El Juzgado de Primera Instancia estimó íntegramente la demanda y acordó el desahucio, decisión que posteriormente confirmó la Audiencia Provincial. 

La vulnerabilidad no impide la extinción del contrato de alquiler

En su sentencia, la Audiencia Provincial de Zaragoza destaca que según lo previsto en la  en los artículos 9 y 10 de la Ley de Arrendamientos Urbanos el contrato de alquiler había llegado a su fin y la propietaria comunicó de forma correcta que no quería continuar con el mismo una vez finalizado el plazo legal.
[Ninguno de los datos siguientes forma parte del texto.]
PR #213, opened 2026-07-27
feat(mcp): docs MCP server, `lunora mcp install` and `lunora mcp serve`

prisis:
Prompted by a look at [appwrite/mcp](https://github.com/appwrite/mcp), which does three things ours didn't: it serves the framework's **documentation** as a tool, it's **hosted** at a URL clients just point at, and its README is a **one-line install** for every editor. `@lunora/mcp` only exposed a deployed app behind an admin token — nothing helped the much more common case of an agent trying to write Lunora code in the first place.

Deliberately *not* copied: Appwrite's control-plane tools (create databases/buckets). Lunora's control plane is Cloudflare, which already has official MCP servers; re-wrapping wrangler is duplicated surface. Their OAuth flow has no analogue either — Lunora deployments are user-owned Workers with no central identity — so token-in-env stays right for the deployment server, and the *docs* server is the one that fits the hosted model, because it needs no auth at all.

## 1. `@lunora/mcp/docs`

`lunora_search_docs` / `lunora_get_doc` / `lunora_list_docs` over a `DocsIndex` interface. Free of credentials and of Node built-ins, so it runs on Workers and edge functions. Two backends satisfy the interface — a site's own in-process index, or `createRemoteDocsIndex` reading a published site's `/api/search`, `/llms.mdx/*` and `/llms.txt` — and both map results through one shared helper so a model sees identical hits either way.

The docs site mounts it at **`/mcp`**, backed by the existing fumadocs/Orama index (refactored into a shared `search-server.ts` so `/api/search` and `/mcp` don't each build one). Unauthenticated, CORS-open, and a plain browser GET returns a help page rather than a protocol error.

## 2. `lunora mcp install [client…]`

Knows each client's config file, top-level key and entry shape: `claude-code`, `cursor`, `vscode` (`servers`, not `mcpServers`), `gemini`, `claude-desktop` (per-OS path), `windsurf`, and `codex` (TOML → printed snippet). Edits go through `jsonc-parser`, so comments survive; existing entries are kept unless `--force`; a config that doesn't parse is reported, never overwritten. With no client named it installs into every client already configured in the project.

## 3. `lunora mcp serve`

The stdio server those entries spawn — docs tools + `lunora_dev_status` / `lunora_dev_logs` + the deployment tools. Config is `{\"command\": \"pnpm\", \"args\": [\"exec\", \"lunora\", \"mcp\", \"serve\"]}`: no env, no URL. The dev URL comes from `.lunora/dev.json` and the token from `.dev.vars`.

Two design points, both from things that broke in testing:

- **Deployment resolution is lazy, per tool call.** Editors spawn MCP servers when a project opens — usually before `lunora dev` runs — and keep them alive across restarts, so a URL captured at startup would be absent for the whole first session. The tools stay advertised either way (clients cache the tool list) and return an actionable error when nothing is running.
- **The first stdio run answered nothing.** The command framework exits with whatever the handler returns, and `connect` resolves as soon as the transport is *connected* — so the process died before its first request. `serve` now blocks until the server closes or stdin ends.

Supporting changes in `@lunora/mcp`: `createToolServer` to compose independent tool surfaces, `deploymentTools` to expose the existing surface as composable tools, and `serve-stateless` split out of `http` so the docs entry reaches the transport without importing the `package.json` read in `server`.

## Also: `lunora --version` printed `0.0.0`

Every published build. `readCliVersion` resolved `../package.json` relative to its own module — right from `src/`, wrong from `dist/`, because packem hoists that module into a hashed `dist/packem_shared/` chunk. It now walks up for the manifest whose `name` is `@lunora/cli`, the approach `@lunora/mcp` already uses; one code path covers vitest and any future re-chunk. (`@visulima/vis` pins its emitted depth, `../../package.json`, plus a `VIS_VERSION` override from its unbundled launcher; walking costs a stat or two and needs no launcher.)

No unit test can catch that class of bug — from `src/` the manifest is always where the resolver looks — so `dist:check` now runs the built binary and compares. Verified it fails on the old resolver and passes on the new one.

## Verification

`@lunora/mcp` 123 tests, `@lunora/cli` 719 tests; eslint (`--max-warnings=0`), prettier, `tsc --noEmit` and `vis sort-package-json --check` clean across `@lunora/mcp`, `@lunora/cli` and the docs app; docs app builds.

Beyond unit tests, I drove the real endpoints: the docs site's `/mcp` answered `initialize`, `tools/list`, a search for `shardBy`, `lunora_get_doc` on an origin+anchor URL, and `lunora_list_docs` returning all 138 pages; and the built CLI binary served a full stdio session and exited cleanly.

**Not verified:** the deployment tools against a live `lunora dev` — that needs wrangler and an example app. The resolution and client-caching logic is unit-tested and dispatch goes through the same `callTool` path the existing suite covers.

## Notes for review

- `apps/docs/src/routeTree.gen.ts` has churn beyond the new route — the generator reordered its imports.
- Fixing the version makes the update notifier live on the next publish. That's its designed behaviour (gated on CI, TTY, `LUNORA_NO_UPDATE_NOTIFIER`, 24h cache), but it is user-visible.
- Left alone: `lunora docs` opens `https://lunora.anolilab.dev/docs` while everything else, including the docs site's own `SITE_URL` and the MCP defaults here, uses `lunora.sh`. One line in `packages/cli/src/commands/docs/handler.ts` — say the word.

## Summary by CodeRabbit

* **New Features**
  * Added MCP support for docs, local dev-server tooling, and deployments, including a new `lunora mcp uninstall`.
  * Introduced `lunora mcp install`, `lunora mcp serve`, and `lunora mcp uninstall` for editor integration and stdio hosting.
* **New/Updated Web Docs**
  * Added an `/mcp` site route for the docs MCP surface over Streamable HTTP, with docs availability notice.
* **Documentation**
  * Expanded MCP guidance for installation, usage, and safer public hosting details.
* **Improvements**
  * Improved docs search and added request rate limiting to the docs MCP endpoint.


prisis:
Pushed fixes for all 7 review comments, plus findings from two local audit passes (bug/security and code-quality). Details in commit `46ae6df5`; merged `alpha` and regenerated the lockfile, so this is mergeable again.

### Review comments

| Comment | Fix |
| --- | --- |
| `serve-stateless.ts` — leak on failure | Teardown moved into a `finally`; a rejection from `connect`/`handleRequest` no longer leaks a server + transport per failed request. |
| `remote-index.ts` — unbounded request | `AbortSignal.timeout` (10s default, `timeoutMs` option). |
| `tools.ts` — bare slug | `"sharding"` now resolves to `/docs/sharding`, matching the documented equivalence it previously failed. |
| `local.ts` — ambiguous cache key | Serialized tuple instead of `|`-joined. |
| `install.ts` — `--print` vs skip | `--print` now predicts the skip the real write would take. |
| `routes/mcp.ts` — `Accept` case | Lowercased before the SSE check. |
| `ai-tooling.mdx` — "afterwards" | Fixed. |

### The one worth a second look

The unauthenticated `/mcp` endpoint accepted JSON-RPC batches, and the stateless transport buffers a whole batch's replies into one body. Measured against the built handler: **202 KB in → 87 MB out** across 2000 `lunora_list_docs` calls, with no `initialize`, no session, and no per-caller cost.

`createDocsMcpFetchHandler` now caps bodies at 128 KiB and refuses batches outright — batching buys a docs client nothing. Re-measured after: the 2000-item batch is a 413 with zero tools dispatched, a 50-item batch (under the size cap) is a 400 from the array guard, and a single call is unaffected. Query arguments and `lunora_list_docs` output are bounded too.

### Also fixed

- **`install` wrote a shape three clients can't use, and reported success.** Gemini CLI selects transport by property name (`httpUrl`; a bare `url` means SSE), Windsurf wants `serverUrl`, and Claude Desktop validates stdio entries only — it now gets the documented `mcp-remote` bridge.
- **`mcp serve --url` shipped the project's admin token to any origin.** Withheld across a non-loopback `--url` unless `--token` is passed.
- **`jsonc-parser`'s `modify` throws on a non-object server key**, and the throw escaped the client loop — one hand-edited `"mcpServers": null` aborted the install and silently skipped every remaining client. Gated and caught; config writes are also atomic now, since these paths include files we don't own.
- **Codex could never be auto-detected** (detection was gated on `format === "json"`).
- **The CLI was pulling in viem (53 MB), the Solana kit and the x402 packages**, via `@lunora/mcp` → `@lunora/x402`, for a paid-tools module `lunora mcp serve` never touches. `@lunora/x402` is now an optional peer, loaded lazily.

### Deliberately not done

- Unifying `createLunoraMcpServer` onto `createToolServer`. It would replace the fail-closed refusal messages ("this server is read-only, enable with…") with a bare "unknown tool", losing the signal that tells an operator *why*.
- Extracting the version resolver into `shared/`. It's duplicated with `@lunora/mcp`, but `shared/` consumers must drop `outDir`/`rootDir`, which isn't worth it for ~30 lines.

750 CLI tests, 133 mcp tests; lint, types and the dist guards clean.

prisis:
### Correction to my earlier comment

I wrote that `add-mcp` "independently arrived at the same per-client transport shapes." **That was wrong**, and I want it on the record before anyone relies on it. In `add-mcp`, `serverUrl` belongs to Antigravity, not Windsurf, and `httpUrl` appears only in a *reader* that scans candidate keys — never in a writer. It writes `{type, url}` for Gemini.

So I checked the primary sources instead:

- **Gemini CLI** documents `httpUrl` for Streamable HTTP, and states a bare `url` is an **SSE** endpoint.
- **Windsurf** documents `serverUrl` for remote HTTP servers.

CodeRabbit's finding stands on those docs — not on a second tool agreeing with it. Our shapes are correct, and `add-mcp` appears to have this wrong for Gemini: a server it installs there would be read as SSE and never connect.

### On reusing packages

Adopted two that were already in the tree, both replacing hand-rolled parsers that the review had found bugs in:

- **`smol-toml`** for the Codex snippet — wrangler already depends on it. Fixes the dot-in-server-name nesting bug and the unescaped control characters.
- **`es-module-lexer`** for the dist guard's chunk walk — already a catalog dependency. A real lexer beats regexes against minified bundler output.

**`add-mcp` itself: absorbed, not depended on.** Its client matrix is the genuinely valuable part, so `60fda1db` adds OpenCode, Cline and Zed from it (10 clients now). Every shape is labelled with its provenance — verified-against-docs vs adapted-from-add-mcp — precisely because the two disagree and only one of them is right. Taking the dependency would have added a second CLI framework and prompt library, and handed it the write path to `~/Library/Application Support/Claude/…` that this branch just made atomic.

PR #216, opened 2026-07-27
refactor(shard-engine): move the reactive engine core out of @lunora/do

prisis:
Plan 114 §5.2's remainder — the part #190 deferred as too large to review alongside it.

**Stacked on #190.** Base is `feat/platform-abstraction-layer`, because `@lunora/shard-engine` only exists there. Review after #190 lands; it will need one rebase onto the squashed commit.

## What moves

Twenty modules (~10,300 lines) from `@lunora/do` into `@lunora/shard-engine`: the `ctx-db` family, the CDC op-log, the relay tier, introspection, the system reader, triggers.

The closure was verified movable **before** anything moved:

| Check | Result |
|---|---|
| `@cloudflare/workers-types` imports | none in any of the 20 |
| Durable Object references | none |
| Edges back to modules that stay | none — self-contained |
| Cycle into `shard-do` | none |

`@lunora/do` keeps re-exporting everything. **Zero exported names lost** from `do` or `lunorash`, and `_generated/` goldens are byte-identical — the plan's hard constraint.

## The move exposed twenty duplicated types

This is the interesting part. The first extraction copied `ctx-db`'s type surface into `schema-types.ts` and left the originals in place. Two packages, two copies, structurally compatible at the boundary — so nothing complained. In **one** package TypeScript sees them as distinct identities (`DatabaseWriterLike$1`), and the duplication has to be resolved rather than tolerated.

Seventeen were byte-identical. The three that weren't each say something:

- **`SearchIndexDefinitionLike`** — the local copy carried `language`, `staged`, `strategy`; the canonical one did not. Alpha's #203 added those to `ctx-db`'s copy and `schema-types` silently never got them. **The canonical contract was stale against shipping code.** The richer shape is now canonical.
- **`DatabaseWriterLike`** — differed in exactly one member: `system?: unknown` vs `system?: SystemDatabaseReader`. The `unknown` was a cycle workaround — `system-reader` lived in `@lunora/do` while `schema-types` was already here. Both are in one package now, so the real type applies and callers stop asserting past it.
- **`ApplyOnDeleteOptions`** and **`GuardableSchema`** are genuinely different types sharing a name across modules. Left alone.

Same defect class as `ShardSqlExec` and the binding projections in #190: a second copy that nothing forced to agree drifts, and only wiring it up says so.

## Two things stayed behind deliberately

- **`relay-hub.test.ts`** needs `ShardDO` — it is an integration test and belongs with the DO, not the engine.
- **`_helpers` fixtures are duplicated**, not shared. The alternatives are exporting a test fixture from a published package's public API, or a cross-package relative import `rootDir` rejects. 123 lines of schema literal and a `node:sqlite` factory; each copy can drift toward what its suite needs.

## One bug worth naming

The moved tests now import relatively rather than through the package barrel. That is not cosmetic: importing the built barrel from *inside* the same package gave `ConflictError` two module identities, and four `instanceof` assertions failed against the class they were actually thrown from — `expected ConflictError … to be an instance of ConflictError`.

## Verification

| | |
|---|---|
| `@lunora/shard-engine` | 629 |
| `@lunora/do` | 687 + **46 workerd** |
| `@lunora/sql-store` / `@lunora/d1` / `@lunora/runtime` | 80 / 237 / 760 |
| totals | 1316 vs 1315 before — the relay-hub test re-counted after moving back |
| repo | uncached `tsc` on both packages, repo types, prettier → eslint → prettier, 65 manifests, API snapshots re-blessed |

## What this unblocks

The four engine-level TCK legs that plan 114 §3 specifies and §5.4 could not assert while the code implementing them was Cloudflare-bound: OCC snapshot-CAS → 409, poke `pokeStart`/`pokePart`/`pokeEnd` ordering with per-socket cursor resume, RLS identity under a live subscription, and scheduler at-least-once + dead-letter.


prisis:
**CI is not running the real matrix on this PR, and its 4 green checks should not be read as a pass.**

`lint.yml` and `test.yml` trigger on `pull_request.branches: [main, alpha, next, beta]`. This PR targets `feat/platform-abstraction-layer`, so only the always-on checks (CLA, semantic title, triage, CodeRabbit) fire — no lint, no types, no tests, no workerd.

Everything was therefore verified locally before pushing:

| | |
|---|---|
| `@lunora/shard-engine` | 629 |
| `@lunora/do` | 687 + 46 workerd |
| `@lunora/sql-store` / `@lunora/d1` / `@lunora/runtime` | 80 / 237 / 760 |
| types | uncached `tsc --noEmit` on **both** packages, plus repo-wide `lint:types` |
| format | prettier → eslint → prettier (eslint's autofix re-sorts imports past prettier's widths, so the third pass is load-bearing) |
| API | re-blessed; **zero** exported names lost from `do` or `lunorash` |
| goldens | `_generated/` byte-identical |

The matrix will run for real once #190 lands and this is retargeted at `alpha`. Worth re-running it then rather than trusting this page.

PR #217, opened 2023-04-17
Revert tightening of `OrderBy` to only field nodes

Page-:
It can in fact be a lot of different things and that is now also reflected in the typing

Change-type: patch


Page-:
LGTM

PR #221, opened 2023-04-26
Add `modelName` to AbstractSqlModel

fisehara:
As abstractlSqlModel is used for a particular named model, the abstractSqlModel should carry this information itself. In particular this is needed for AbstractSqlQuery optimization that needs to be model translation aware.

Change-type: minor


fisehara:
not needed anymore - for now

En este sentido incluso el inquilino no discutió que el mismo ya estuviera vencido o que existera alguna prórroga. 

No obstante, para defender su derecho a permanecer en la vivienda junto a su familia este alegó vulnerabilidad económica y social, que dio de hecho, paso a una pieza separada y la suspensión temporal del lanzamiento para permitir la intervención de los servicios sociales. 

Según el inquilino, la sentnecia previa del juzgado debería haber tenido en cuenta esta situación persona y el derecho a una vivenda digna reconocido en el artículo 47 de la Constitución además de la presencia de una menor en la unidad familiar.

No obstante, la Audiencia explica que estas circunstancias no afectan al fondo del litigio ya que la vulnerabilidad no es una excepción que permita que un contrato de alquiler ya extinguido siga vigente, sino que sus efectos deben analizarse en la fase de ejecución de la sentencia, pudiendo dar lugar, en su caso, a medidas como la suspensión temporal del lanzamiento previstas en la normativa vigente, entre ellas el artículo 1 bis del Real Decreto-ley 11/2020.

Por este motivo, el tribunal considera que la situación económica y social alegada por el inquilino no puede impedir que la propietaria recupere la vivienda una vez finalizado el contrato. Pese a ello, la sentencia (SAP Z 72/2026, de 12 de febrero) no fue firme y contra ella cabía interponer recurso de casación ante el Tribunal Supremo.